> [Directions for this task]: Below are entries; count the lines among them that contain the word "through", and give only the count.

> [Records supplied]:
────────────────────────────────────────
PR #2452, opened 2025-04-01
refactor(hooks): Remove usages of watch() and stop unnecessary renders [JOB-120031]

KyleKreutzer:
## Motivations
Noticed while testing our client create/edit form that performance felt sluggish. Using the react dev tools, I discovered that usages of `watch()` within our hooks library were causing full form rerenders every time a form value changed. This PR addresses that issue by removing our dependency on `watch()`.

image

### Changed

- Prevent full form rerenders when a form value changes.

## Testing
Easiest to test in `jobber-frontend`. Install the package locally using `pnpm install {path to package}` on the `jobber-online` app.

Ensure you have the following flags enabled in your jobber override file. This will ensure you have access to the new requests and client create/edit form built in SPA:
```
    "spa_requests_wip" => "on",
    "spa_requests_ga" => "on",
     "react_client_create_online" => "on"
```

Try creating clients + requests. When viewing them afterwords, you should see all the fields you entered correctly persisted to the DB.

Changes can be

---

Random photo of Atlantis

### DIFF
--- a/packages/components/src/Checkbox/Checkbox.tsx
+++ b/packages/components/src/Checkbox/Checkbox.tsx
@@ -1,6 +1,6 @@
 import React, { ChangeEvent, useEffect, useId, useState } from "react";
 import classnames from "classnames";
-import { Controller, useForm, useFormContext } from "react-hook-form";
+import { Controller, useForm, useFormContext, useWatch } from "react-hook-form";
 import styles from "./Checkbox.module.css";
 import { CheckboxLegacyProps } from "./Checkbox.types";
 import { Icon } from "../Icon";
@@ -20,7 +20,7 @@ export function CheckboxLegacy({
   onChange,
   onFocus,
 }: CheckboxLegacyProps) {
-  const { control, setValue, watch } =
+  const { control, setValue } =
     useFormContext() != undefined
       ? useFormContext()
       : // If there isn't a Form Context being provided, get a form for this field.
@@ -37,11 +37,16 @@ export function CheckboxLegacy({
     name ? name : `generatedName--${identifier}`,
   );
 
+  const watchedValue = useWatch({
+    control,
+    name: controlledName,
+  });
+
   useEffect(() => {
     if (value != undefined) {
       setValue(controlledName, value);
     }
-  }, [value, watch(controlledName)]);
+  }, [value, watchedValue]);
 
   const wrapperClassName = classnames(
     styles.wrapper,


packages/components/src/FormField/hooks/useAtlantisReactHookForm.ts
```diff
@@ -46,7 +45,7 @@ export function useAtlantisReactHookForm({
     if (value != undefined) {
       setValue(name, value);
     }
-  }, [value, watch(name)]);
+  }, [value, field.value]);
```
KyleKreutzer, line 48: We already have access the the field here through `useController`, so we use `field.value` in the dependency array instead and save us from having to use watch.

packages/components/src/Checkbox/Checkbox.tsx
```diff
@@ -37,11 +37,16 @@ export function CheckboxLegacy({
     name ? name : `generatedName--${identifier}`,
   );
 
+  const watchedValue = useWatch({
```
KyleKreutzer, line 40: This will only rerender the checkbox component when the watched value changes.

ericchernuka (commented):
Great find. I'll let others approve, but this seems pretty straightforward fix for a huge peformance gain.

packages/components/src/FormField/hooks/useAtlantisReactHookForm.ts
ZakaryH: I've got some FUD about this change.

hundreds of `<Input....` in product will be affected by this since it's within `FormField` that they all use under the hood and the entire point of this change is that it has very different behavior. my worry is that some of those instances are, for better or worse, relying on the current behavior .

we'll need to do more than just test in JF, since that's a different setup when it comes to forms.

packages/components/src/Checkbox/Checkbox.tsx
ZakaryH: same FUD here. we've got 100+ instances of Checkbox in product. at the minimum we've gotta have a passing CI run to verify none of those were relying on this behavior.

ZakaryH:
sorry but we need certainty before going ahead with this.

checking the new project alone isn't sufficient given how broad the scope would be for this change. as a starting place, let's create a pre-release of this branch, use that version in product and see what the CI run thinks.

KyleKreutzer:
> as a starting place, let's create a pre-release of this branch, use that version in product and see what the CI run thinks.

How can I go about doing this?

ZakaryH:
@KyleKreutzer looks like someone has already done the first part, but the steps would be: 
- github actions
- trigger pre release build
- wait for the build to be commented on the PR
- go to the `Jobber` repo
- make a new branch
- install the prerelease build with the command listed on the comment
- commit and push that branch to remote to trigger a CI run (you could try running the full test suite locally but I think there are some known flakes when doing that)
- then just see what the CI runs shows!

packages/components/src/FormField/hooks/useAtlantisReactHookForm.ts
ericchernuka: I guess the rationale here is `watch(name) === field.value`, but targetted. Now, if everyone's leaning on the full-form reload behaviour that's going to be a pretty thing to unwind.

ZakaryH: that makes sense, and it does seem like this is what we should have been using all along. 

I have no idea if anyone/someone/everyone has been relying on this behavior intentionally or otherwise. ideally, it's just an improvement across the board. not-so-ideally, it has the potential to impact a tremendous amount of stuff - which is why I'd like to take some steps to increase our certainty.

ericchernuka: Ya, fully agree. Places we can look for possible issues would be uses of `getValues()` anywhere since many think leverage it thinking it works cause of the re-render, but in this change it means that only if the component is being watched would the getValues re-run so its possible to have stale values reflected. :(

ZakaryH:
I ran this prerelease build thru a CI run https://github.com/GetJobber/Jobber/pull/58173

5 failures with at least 2 different types of reasons at a glance
- failing to call a function
- failing to find an element

while 5 is a pretty tame, manageable, number it doesn't inspire a ton of confidence for me. we know our test coverage isn't 100%, so I'm fearful of how many similar issues exist that tests aren't catching.

haven't had a chance to dig into the reasons for the failures. perhaps there's a quick fix, but yeah I'm feeling nervous about this change.

PR #2454, opened 2025-04-01
feat(components): Add UNSAFE props to Text

taylorvnoj:
## Motivations

We are currently making our way through atom components, adding `UNSAFE_` props in these small building blocks so it is easier to surface in larger components later on.

### Added

- `UNSAFE_` props in web `Text` (just surfacing via `Typography`)
- tests for `UNSAFE_` props
- new section in the `Text` `Implement` tab explaining how to use the props
- update in `Text` props file
- update in `InputFile` props file (comment below talking about it)

### Changed

- some markup was changed in `TypographyNotes` while I'm in the area

## Testing

Update existing Storybook example and look at the Basic story:

```
Basic.args = {
  children:
    '"640K is more memory than anyone will ever need on a computer" - Not Bill Gates',
  UNSAFE_style: {
    textStyle: {
      color: "red",
      fontSize: "20px",
    },
  },
};
```

Changes can be

---

Random photo of Atlantis

### DIFF
--- a/packages/site/src/content/InputFile/InputFile.props.json
+++ b/packages/site/src/content/InputFile/InputFile.props.json
@@ -520,6 +520,32 @@
         "type": {
           "name": "\"small\" | \"base\" | \"large\""
         }
+      },
+      "UNSAFE_className": {
+        "defaultValue": null,
+        "description": "**Use at your own risk:** Custom classNames for specific elements. This should only be used as a\n**last resort**. Using this may result in unexpected side effects.\nMore information in the [Customizing components Guide](https://atlantis.getjobber.com/guides/customizing-components).",
+        "name": "UNSAFE_className",
+        "parent": {
+          "fileName": "packages/components/src/Text/Text.tsx",
+          "name": "TextProps"
+        },
+        "required": false,
+        "type": {
+          "name": "{ textStyle?: string; }"
+        }
+      },
+      "UNSAFE_style": {
+        "defaultValue": null,
+        "description": "**Use at your own risk:** Custom style for specific elements. This should only be used as a\n**last resort**. Using this may result in unexpected side effects.\nMore information in the [Customizing components Guide](https://atlantis.getjobber.com/guides/customizing-components).",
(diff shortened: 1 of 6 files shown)


packages/site/src/content/InputFile/InputFile.props.json
```diff
@@ -520,6 +520,32 @@
         "type": {
           "name": "\"small\" | \"base\" | \"large\""
         }
+      },
+      "UNSAFE_className": {
```
taylorvnoj, line 524: At first, this felt wrong to me and I considered omitting `UNSAFE_` in `InputFile.HintText` & `InputFile.Description`.  I thought, maybe it would be strange to have `UNSAFE_` in these subcomponents and not in `InputFile` itself.
But I'm not really surfacing `UNSAFE_`, we're getting it for free because we're referencing `TextProps` in these subcomponents.  There could be legitimate use cases for having `UNSAFE_` in these subcomponents, so I can't really think of a good reason to omit it.

Using this in `InputFile` would look something like this:

```
<InputFile.HintText
    UNSAFE_style={{
      textStyle: {
      fontStyle: "italic",
      color: "purple",
      textDecoration: "underline",
    },
  }}
>
```

Obviously not a good real world example but you could see how someone may need to target that text for different styling:

Screenshot 2025-04-01 at 8 33 26 PM

The question is, do we leave this undocumented for now, until we handle `UNSAFE_` in `InputFile`?

Aiden-Brine (approved):
LGTM!

packages/site/src/content/InputFile/InputFile.props.json
Aiden-Brine: We chatted about this briefly and I agreed with leaving it undocumented. Taylor is going to add a note to the ticket though to make sure we don't forget when we handle `InputFile`.

taylorvnoj: Note added! Thanks Aiden!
────────────────────────────────────────
> [Written response]: 2